→ TASK REQUIREMENTS
Review the listing and copy each line that holds the word "intentional".

→ DATASET
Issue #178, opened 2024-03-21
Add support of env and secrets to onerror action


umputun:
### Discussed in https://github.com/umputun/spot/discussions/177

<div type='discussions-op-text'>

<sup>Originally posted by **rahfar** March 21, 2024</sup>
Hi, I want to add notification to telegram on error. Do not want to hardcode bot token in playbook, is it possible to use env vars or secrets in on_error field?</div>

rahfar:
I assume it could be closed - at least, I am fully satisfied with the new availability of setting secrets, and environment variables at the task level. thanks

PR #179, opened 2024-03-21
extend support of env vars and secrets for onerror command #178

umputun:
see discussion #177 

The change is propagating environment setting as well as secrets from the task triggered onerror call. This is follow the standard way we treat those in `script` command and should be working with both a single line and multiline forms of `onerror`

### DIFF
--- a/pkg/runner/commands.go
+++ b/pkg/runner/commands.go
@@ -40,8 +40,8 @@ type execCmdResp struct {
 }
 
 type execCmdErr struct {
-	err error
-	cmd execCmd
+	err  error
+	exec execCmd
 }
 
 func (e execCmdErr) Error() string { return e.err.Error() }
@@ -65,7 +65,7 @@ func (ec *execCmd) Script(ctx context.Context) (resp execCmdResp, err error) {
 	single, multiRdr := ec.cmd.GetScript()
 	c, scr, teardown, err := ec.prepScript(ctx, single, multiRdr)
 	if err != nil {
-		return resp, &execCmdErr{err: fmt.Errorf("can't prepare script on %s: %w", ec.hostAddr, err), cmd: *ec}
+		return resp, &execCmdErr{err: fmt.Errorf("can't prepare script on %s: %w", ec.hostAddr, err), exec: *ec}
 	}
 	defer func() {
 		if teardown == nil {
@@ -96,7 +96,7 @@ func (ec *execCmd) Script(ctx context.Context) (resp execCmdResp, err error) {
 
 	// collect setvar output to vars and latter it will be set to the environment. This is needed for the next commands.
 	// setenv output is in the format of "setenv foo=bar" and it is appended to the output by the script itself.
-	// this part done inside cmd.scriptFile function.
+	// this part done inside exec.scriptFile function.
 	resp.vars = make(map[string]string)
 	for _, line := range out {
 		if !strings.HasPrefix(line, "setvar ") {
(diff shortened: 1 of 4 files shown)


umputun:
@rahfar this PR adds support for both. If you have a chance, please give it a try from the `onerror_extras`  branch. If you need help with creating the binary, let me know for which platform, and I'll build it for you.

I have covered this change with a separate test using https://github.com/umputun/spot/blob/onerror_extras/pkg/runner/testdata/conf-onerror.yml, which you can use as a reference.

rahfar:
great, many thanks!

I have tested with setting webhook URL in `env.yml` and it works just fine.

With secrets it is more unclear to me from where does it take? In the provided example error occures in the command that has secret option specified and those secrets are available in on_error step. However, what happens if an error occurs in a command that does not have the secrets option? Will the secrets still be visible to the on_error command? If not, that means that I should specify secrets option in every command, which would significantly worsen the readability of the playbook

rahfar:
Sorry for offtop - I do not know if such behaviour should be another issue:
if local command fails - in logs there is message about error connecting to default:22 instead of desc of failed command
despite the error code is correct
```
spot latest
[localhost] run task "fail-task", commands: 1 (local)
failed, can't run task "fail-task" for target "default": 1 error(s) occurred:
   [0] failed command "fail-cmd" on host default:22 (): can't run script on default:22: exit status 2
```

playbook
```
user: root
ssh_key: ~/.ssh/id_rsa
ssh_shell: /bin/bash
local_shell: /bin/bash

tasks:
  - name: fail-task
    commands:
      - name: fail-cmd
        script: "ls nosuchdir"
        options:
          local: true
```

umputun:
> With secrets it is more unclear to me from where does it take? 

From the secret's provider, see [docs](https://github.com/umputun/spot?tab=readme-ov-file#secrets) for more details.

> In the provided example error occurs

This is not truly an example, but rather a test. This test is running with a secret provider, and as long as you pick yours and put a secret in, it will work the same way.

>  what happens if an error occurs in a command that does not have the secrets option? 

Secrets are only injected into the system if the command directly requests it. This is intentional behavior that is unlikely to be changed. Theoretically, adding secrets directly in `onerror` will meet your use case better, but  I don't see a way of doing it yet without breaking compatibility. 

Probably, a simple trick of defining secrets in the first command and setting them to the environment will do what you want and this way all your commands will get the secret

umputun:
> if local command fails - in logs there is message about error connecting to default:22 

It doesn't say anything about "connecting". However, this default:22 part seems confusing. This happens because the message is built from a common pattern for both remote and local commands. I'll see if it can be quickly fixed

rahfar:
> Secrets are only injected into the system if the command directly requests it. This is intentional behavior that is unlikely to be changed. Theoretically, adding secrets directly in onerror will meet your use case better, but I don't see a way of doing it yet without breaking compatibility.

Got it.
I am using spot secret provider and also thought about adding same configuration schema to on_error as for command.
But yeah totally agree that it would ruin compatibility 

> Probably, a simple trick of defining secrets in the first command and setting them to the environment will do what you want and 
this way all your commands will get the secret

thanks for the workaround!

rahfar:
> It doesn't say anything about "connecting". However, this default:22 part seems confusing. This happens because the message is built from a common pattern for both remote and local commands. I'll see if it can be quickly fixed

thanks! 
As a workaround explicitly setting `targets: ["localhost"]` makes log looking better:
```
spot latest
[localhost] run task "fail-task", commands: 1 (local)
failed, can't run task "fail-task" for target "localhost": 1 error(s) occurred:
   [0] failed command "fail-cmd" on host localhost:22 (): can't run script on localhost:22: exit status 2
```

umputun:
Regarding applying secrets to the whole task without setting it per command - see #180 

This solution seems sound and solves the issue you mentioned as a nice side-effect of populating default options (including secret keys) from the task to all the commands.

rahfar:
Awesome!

→ WRITTEN ANSWER
Secrets are only injected into the system if the command directly requests it. This is intentional behavior that is unlikely to be changed. Theoretically, adding secrets directly in `onerror` will meet your use case better, but  I don't see a way of doing it yet without breaking compatibility. 
> Secrets are only injected into the system if the command directly requests it. This is intentional behavior that is unlikely to be changed. Theoretically, adding secrets directly in onerror will meet your use case better, but I don't see a way of doing it yet without breaking compatibility.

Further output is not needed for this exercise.